Different stakeholders (i.e., researchers, developers, regulators, etc.) have proposed various principles for RAI. Some of the common values include fairness, reliability, safety, privacy, security, inclusiveness, transparency, and accountability [1, 7, 16, 17]. These principles help ensure that AI systems are designed, deployed, and used in a way that respects human autonomy, protects human interests, and fosters human collaboration. Some of the standard practices include ethical design, impact assessment, governance frameworks, compliance mechanisms, and stakeholder engagement. These practices provide guidance, oversight, and feedback for developing and using AI systems.

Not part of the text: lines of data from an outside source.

PR #2932, opened 2019-04-10
Tweak twig_to_array

fabpot:
I've change `twig_to_array()` to **not** cast to an array. That should not be a problem as we almost always call `twig_test_iterable()` before calling `twig_to_array()` and for the cases where it was not done, the PHP code would not work anyway.

follow-up to #2901 and #2909, /cc @thewilkybarkid

### DIFF
--- a/src/Extension/CoreExtension.php
+++ b/src/Extension/CoreExtension.php
@@ -514,7 +514,9 @@ function twig_replace_filter($str, $from, $to = null)
         @trigger_error('Using "replace" with character by character replacement is deprecated since version 1.22 and will be removed in Twig 2.0', E_USER_DEPRECATED);
 
         return strtr($str, $from, $to);
-    } elseif (!twig_test_iterable($from)) {
+    }
+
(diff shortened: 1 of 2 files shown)


src/Extension/CoreExtension.php
```diff
@@ -739,9 +741,13 @@ function twig_last(Environment $env, $item)
  */
 function twig_join_filter($value, $glue = '', $and = null)
 {
+    if (!twig_test_iterable($value)) {
+        $value = (array) $value;
```
fabpot, line 745: I don't like that, but this was in the original code before the introduction of `twig_to_array()`, so I kept it here.

thewilkybarkid:
Is it worth calling `twig_test_iterable()` from `twig_to_array()`?

fabpot:
I don't think so as the function is marked as internal and the error message is different depending on the caller.

thewilkybarkid (approved):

Even though most modern data science applications and projects rely heavily on AI systems, a future where data delivers beneficial outcomes with little to no harm depends on the actions of the whole data science field. Data science is a multi-step process that starts with identifying the problem before any data is analyzed. Then, it involves acquiring, cleaning, modeling, and preparing data for analysis. Communication of insights is also an important step that includes visualization, summarization, and presentation. Negative consequences can arise in any phase of the process. A more subtle concern is that even the most well-intentioned model can still result in detrimental outcomes if supplied with biased or faulty data [12]. Each step must be developed with safeguards, human oversight, and consistent evaluation. Every action requires careful consideration, from acquiring data to delivering the final results, which are data themselves.
RDS expands the scope of responsible practices beyond just AI systems to encompass the entire data science process. Ensuring beneficial outcomes depends on responsible actions throughout project scope, data acquisition, preparation, analysis, and communication. By bringing together academic experts, seasoned data science professionals, and the founding members of its board, the Data Science Alliance has defined fairness, transparency, privacy, and veracity as the core foundational pillars of responsible data science. Paramount across the four principles is a broad effort to prevent harm. It is also important to clarify that where AI and data science intersect, RAI principles and practices are assimilated and upheld under RDS. To ensure that RDS is not just an idea, but a practice, the Data Science Alliance developed the free Framework for Responsible Data Science Practices to help data practitioners incorporate the principles of RDS into their day-to-day projects [4].
RDS and RAI are distinct but complementary in their effort to harness the power of data for the common good. While RAI focuses on developing intelligent systems that align with human-centric principles, RDS examines responsible data practices across the entire data lifecycle. Both are critical to maximizing societal benefits as data science and AI advance. By collaborating to embed RAI within RDS, stakeholders—from academics to companies and everything in between—can help these powerful technologies flourish while upholding human dignity. With principled guardrails and human oversight guiding the way, data science and AI can transform society for the better.